И тут можно обнаружить еще один провал режима. Его попытка построить монолитную иранскую шиитскую нацию, говорящую на языке фарси, провалилась. Нация оказалась не только шиитской и немонолитной. Многие люди не забыли о своих этнических корнях. Когда в этих регионах вспыхнули протесты, власти подавляли их более жестоко, чем в Тегеране. По некоторым данным, половина убитых в последние месяцы – курды и белуджи. Кстати, Махса Амини была курдянкой. Один из самых частых лозунгов нынешних протестов – "Женщина, жизнь, свобода!". Но ведь это, кстати, – и один из лозунгов РПК (Рабочей партии Курдистана), запрещенной в соседней Турции. Он принадлежит ее лидеру Абдулле Оджалану. А вот многие белуджи – консервативные мусульмане-сунниты. Здесь женщины ходят на протесты в хиджабах, более того, часто мужчины и женщины даже ходят отдельно друг от друга на демонстрации! Вот такое любопытное явление на фоне антихиджабных бунтов.
– Так каковы же сейчас перспективы протестного движения?
– В Иране сложилась патовая ситуация. Протестующие не могут пока свергнуть режим, а он не в силах подавить бунты. Но даже если официальный Тегеран сумеет это сделать, он, скорее всего, не сможет в ближайшие годы решить экономические проблемы, интегрировать нацменьшинства и решить проблему поколений. Степень ненависти многих иранцев к системе такова, что на улицах толпы публично праздновали поражение иранской футбольной сборной! Я просто не знаю другого такого примера в мире. Есть большая часть иранцев, которая буквально воспринимает власть Верховного лидера как оккупационный режим.

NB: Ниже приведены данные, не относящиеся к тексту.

PR #375, opened 2026-07-29
WB-206: guard postlayout .size reads (getWindow null-activity race)

TheCodeSharman:
## Summary
- **Stacked on WB-208 (#374)** — base is the leak-fix branch so this diff is only the guard. CI here validates the **combined** fix (leak fix + guard), i.e. the real target state of `main`.
- The residual ~1/3 Android-acceptance flake after WB-208 is an **independently-triggerable** window-transition race: opening a screen mid-transition, Android fires `postlayout` while the current activity is transiently null; handlers reading view geometry then throw `getWindow()` on null and abort mid-layout — `AnchorBar.updateTitleWidth` (`$.rightTools.size.width`) and `SampleTray` tray-init (`$.content.size.height`) — leaving the header/tray (and the `Add Sample` button) unrendered → step times out.
- **Fix:** `util/TiHacks.attemptLayout(fn)` runs the layout work, swallows **only** that transient `getWindow()` failure (returns false so the caller retries on the next `postlayout`), and **rethrows anything else**. AnchorBar re-fires naturally; SampleTray keeps its one-shot listener until layout completes.

[Trello WB-206](https://trello.com/c/urNDbIly). Part of the WB-207 cluster.

## Caveat (please read before merging)
This is a **guard for a Ti platform timing race**, verified deterministically only at the unit level. The acceptance-level effect is **intermittent and CI-only** — needs several green Android-acceptance runs to trust. I've kept it low-risk (no re-timing of the window close, which regressed in an earlier attempt; retry-on-next-postlayout only).

## Test plan
- [x] `npx grunt unit-test-node` — 369 passing incl. new `attemptLayout` spec (RED→GREEN)
- [x] `npx grunt --platform=ios --simulator --grep="SampleTray|AnchorBar" unit-test` — 35 passing (no regression)
- [ ] Android acceptance green across **several** CI runs (the real proof)

### DIFF
--- a/walta-app/app/controllers/SampleTray.js
+++ b/walta-app/app/controllers/SampleTray.js
@@ -525,17 +525,27 @@ $.TopLevelWindow.addEventListener("dragend", handleDragEnd );
 */
 
 $.content.addEventListener( "postlayout", function initEvent() {
-  // Guard the size-dependent tray layout: a postlayout that fires mid
-  // window-transition (transiently-null activity) throws on the .size read, which
-  // used to leave the tray — and its Add Sample button — unrendered. Keep the
-  // listener so the next postlayout retries; only remove it once layout completes.
-  if ( attemptLayout(function() {
+  $.content.removeEventListener( "postlayout", initEvent );
+  initTrayWhenAttached();
+});
+
+// content's 'postlayout' can fire mid window-transition, when the current
+// activity is transiently null and reading .size throws getWindow()-on-null.
+// attemptLayout swallows that, but content's postlayout is one-shot and won't
+// re-fire — so poll briefly until the activity is attached and the size-dependent
+// tray layout (and its Add Sample button) actually renders. initializeTray reads
+// a size on its first line before creating anything, so a swallowed attempt is a
+// no-op and retrying is safe.
+function initTrayWhenAttached( attempt ) {
+  attempt = attempt || 0;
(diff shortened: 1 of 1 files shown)


TheCodeSharman:
**CI finding (2 Android-acceptance samples): the guard is necessary but not sufficient.**

Both samples: **getWindow crash count = 0** (the guard eliminates the V8 crash — down from 2), but `~Add Sample.` still times out. So the guard swaps the crash for a **silent non-render**: `SampleTray`'s one-shot `content` `postlayout` fires once mid-transition, `attemptLayout` skips it to retry — but `content` `postlayout` doesn't re-fire, so `initializeTray()` never completes and the tray/Add-Sample button never mount.

**Real fix direction** (for whoever picks this up): keep `attemptLayout` (it correctly detects the transient), but give the retry a **reliable trigger** instead of relying on `content` re-firing `postlayout` — e.g. re-attempt tray init on the TopLevelWindow's settled signal (`window-opened` / post-safe-area) or a short `setTimeout` re-try, so init actually runs once the activity is attached. `AnchorBar.updateTitleWidth` is fine as-is (its `postlayout` re-fires naturally).

Leaving this draft for review — the crash-guard is a sound building block; the tray-init retrigger is the missing piece. WB-208 (the leak fix this is stacked on) is the independently-mergeable win.

PR #378, opened 2026-07-30
WB-191: SampleTray ViewModel rearchitecture (scroll windowing)

TheCodeSharman:
## Summary
- **Spike 0 landed** — answers the card's highest-risk question (how much of the fluid virtualized scroll can move off Titanium) with on-device proof before the full port.
- New Titanium-free `SampleTrayViewModel` owns the tile/index arithmetic, the layout geometry (endcap/middle/tray widths, tile offsets — all derived from the measured viewport in dip), and the scroll windowing (`roundToTile` → `visibleRange` → `syncWindow`). Node-tested **bit-for-bit** against the old controller math, including the `i>=0` clamp and the `rightEdge-1` off-by-one.
- `syncWindow` is a **pure per-scroll query** returning a `{toAdd, toUpdate, toRelease}` delta (add/update entries carry their computed `left`/`width`/`collectionIndices`) — deliberately **not** routed through `notifyListeners`, so per-frame cost stays one call + a small delta.
- `controllers/SampleTray.js` now drives the scroll handler off `vm.syncWindow(offset)` and applies the delta with the existing Ti view create/update/remove; `roundToTile`/`addTiles`/`releaseTiles` drop out of the controller.

Refactor-only, **zero behaviour change** — the first slice of [Trello WB-191](https://trello.com/c/4HoxjrCl/191-add-the-feedback-screen). Establishes the VM boundary; the `SampleTaxaIcon` `bind()` port, hole descriptors, `abundanceVisible` tidy, training mode + tick/cross feedback all land in later stacked PRs.

## Test plan
- [x] `npx grunt unit-test-node` — passes (14 VM tests, bit-for-bit geometry + windowing)
- [x] On-device `SampleTray` spec unchanged on iOS (32/32), incl. `scrolling a long tray` virtualize-under-scroll
- [x] Fluidity fling confirmed on real iPhone 17e **and** physical Android vs current build — both fluid (the spike gate)
- [ ] On-device `SampleTray` spec on Android emulator
- [ ] `SampleTray` visual-regression baseline stays 0px

### DIFF
--- a/test/viewmodels/SampleTray_spec.js
+++ b/test/viewmodels/SampleTray_spec.js
@@ -147,6 +147,18 @@ describe("SampleTrayViewModel", function () {
       // scrollx 0 gives leftEdge -1; the window must start at tile 0, not -1.
       expect(vm.syncWindow(0).toAdd.map(t => t.tileNum)).to.deep.equal([0, 1, 2, 3]);
     });
+
+    // The controller clears every cached tile view when it rebuilds the tray;
+    // resetWindow drops the materialized bookkeeping so the next syncWindow
+    // re-adds the whole window from scratch.
+    it("re-adds the whole window after resetWindow", function () {
+      const vm = vmWithViewport(30);
+      vm.syncWindow(0);
+      vm.resetWindow();
+      const { toAdd, toUpdate } = vm.syncWindow(0);
+      expect(toAdd.map(t => t.tileNum)).to.deep.equal([0, 1, 2, 3]);
+      expect(toUpdate).to.deep.equal([]);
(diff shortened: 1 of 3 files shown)


TheCodeSharman:
Superseded by #385, which ports SampleTray onto the full presentation-DSL architecture (injected bindView + the collection binding + the registry) that landed on main via #382/#383 after this branch was cut. The VM spike's geometry/windowing arithmetic carries over into #385's SampleTrayViewModel (syncWindow/_materialized folded into a visibleTiles getter the binder's keyed diff drives).

PR #381, opened 2026-07-31
WB-213: View screen-controller seam — tested, drives windows too, LiveView-unblocked

TheCodeSharman:
## Summary
`View` (`lib/logic/View.js`) is the load-bearing seam of the north-star — the only code (with `bindView`) that touches Alloy controllers — and it had **zero specs**. This branch covers it, makes it testable, and generalizes it so a *window* gets the same Titanium-free screen-controller treatment a modal already had.

- **Specs** — new device spec `walta-app/app/spec/View_spec.js` characterizing the seam: `openView` opens a window + tracks `currentController` + builds/disposes the window's lib controller; `openModal` overlays a modal + clears it on close; the lib controller is built with `{ view, close, services, palette }` from both the **injected** and the **default** registry.
- **Injectable registry** — the screen-controller registry is injectable (`services.screenControllers`), defaulting to `require("mvvm/controllers/registry")`, so the seam is testable with a fake controller.
- **`openView` generalized** — a window now instantiates its `lib/mvvm/controllers/<name>` (if registered) via `attachScreenController` and disposes it on the window's `close` event — the same registry path `openModal` uses. `lib/controllers/` moved to `lib/mvvm/controllers/` to end the namespace clash with Alloy's own `controllers/`.
- **Docs** — de-modal-ified: new `docs/patterns/screen-controllers.md` owns the tier (factory contract, three MVVMC tiers, port story); `modals.md` trimmed to modal-specific glue; `screen-plumbing.md` + `viewmodels.md` corrected.

First slices of [Trello WB-213](https://trello.com/c/HKhcQDxG).

## LiveView dev-loop fix (was: ⚠️ finding to review)
The default `require("mvvm/controllers/registry")` chain mis-resolved **under LiveView**: the fork's Alloy component plugin matched `/controllers/` anywhere in a request and redirected the lib require to the Alloy shell (and fed it to the Alloy component compiler). Fixed in the LiveView fork by anchoring that regex to `appDir`/`alloy` — mirroring the earlier model-plugin fix, but also keeping the un-aliased virtual `/alloy/controllers/*` request matching (a pure `appDir` anchor would break every app controller). The pinned `liveview` commit is bumped here. The re-added `View_spec.js` default-registry test now passes under **both LiveView and a real bundle build** (6/6). Real (non-LiveView) builds — CI included — were never affected.

## Test plan
- [x] `View` seam device spec on iOS — LiveView + real build, 6 passing
- [x] `View` seam device spec on Android — Android unit-test CI job green (real build)
- [x] `openView` generalized to drive `lib/mvvm/controllers/<name>` for windows
- [x] De-modal-ify the registry naming + `docs/patterns/`
- [x] Verify registry-require reliability in a real (non-LiveView) build

### DIFF
--- a/docs/patterns/modals.md
+++ b/docs/patterns/modals.md
@@ -1,8 +1,9 @@
 # Modal screens
 
 How a modal (an overlay above the current window, e.g. the Academy training-session
-screen) is opened, wired, and torn down — as a first-class navigation concept with
-the Titanium-specific glue kept in one place.
+screen) is opened and torn down. A modal shares the Titanium-free screen-controller
+split with windows — see [screen-controllers.md](screen-controllers.md); this page
+covers only the modal-specific overlay glue.
 
 ## Opening a modal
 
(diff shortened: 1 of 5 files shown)


docs/patterns/modals.md
```diff
@@ -21,7 +21,7 @@ work to `View.openModal` (`lib/logic/View.js`), which:
 
 1. `Alloy.createController(name, args)` — builds the overlay's widgets (`$`).
 2. adds the overlay view onto the current window.
-3. looks the modal up in `lib/controllers/registry.js` and, if present, hands its
+3. looks the modal up in `lib/mvvm/controllers/registry.js` and, if present, hands its
    Titanium-free screen controller the widgets plus a `close` callback.
```
TheCodeSharman: Is this wrong - the mvvm/controllers/registry isn't jsut for modal its for *any* view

В Иране сложилась патовая ситуация. Протестующие не могут пока свергнуть режим, а он не в силах подавить бунты
Но, с другой стороны, власть аятолл опирается на тщательно подобранных ополченцев-басиджей, которым она позволяет делать карьеру, платит неплохие деньги и накачивает пропагандой. Ну а они занимаются убийствами протестующих. Басиджей в стране – десятки тысяч. Именно поэтому многие выражают сомнение в скором падении исламской республики. К тому же есть вооруженные соединения КСИР, и есть обычная армия, в которой служат сотни тысяч военных. Правительство пока войска не использовало. Сложно предсказать, как военные себя поведут в будущем. Некоторые надеются на то, что они когда-нибудь примкнут к протестам. Но пока ясности с этим нет никакой. Несколько лет назад я предсказывал, что режим может вступить в фазу нестабильности, когда его будет все время трясти, как Сирию с 2011 года. И в конце концов это может закончиться распадом страны, как это и случилось с Сирией, и гигантским ростом масштабов кровопролития.
Проблемой протестующих стало то, что у них нет интегральных идей, способных объединить Иран. К тому же они пока оказались неспособны создать какую-либо протестную организацию. Люди на улицах в Иране знают, что им не нравится – хиджабы, коррупция, бедность, полицейское насилие – но не выдвигают никакой общей позитивной программы. Это пока спонтанные, плохо организованные выступления, скоординированные через интернет. В таких условиях этнические и региональные противоречия могут выступить на первый план.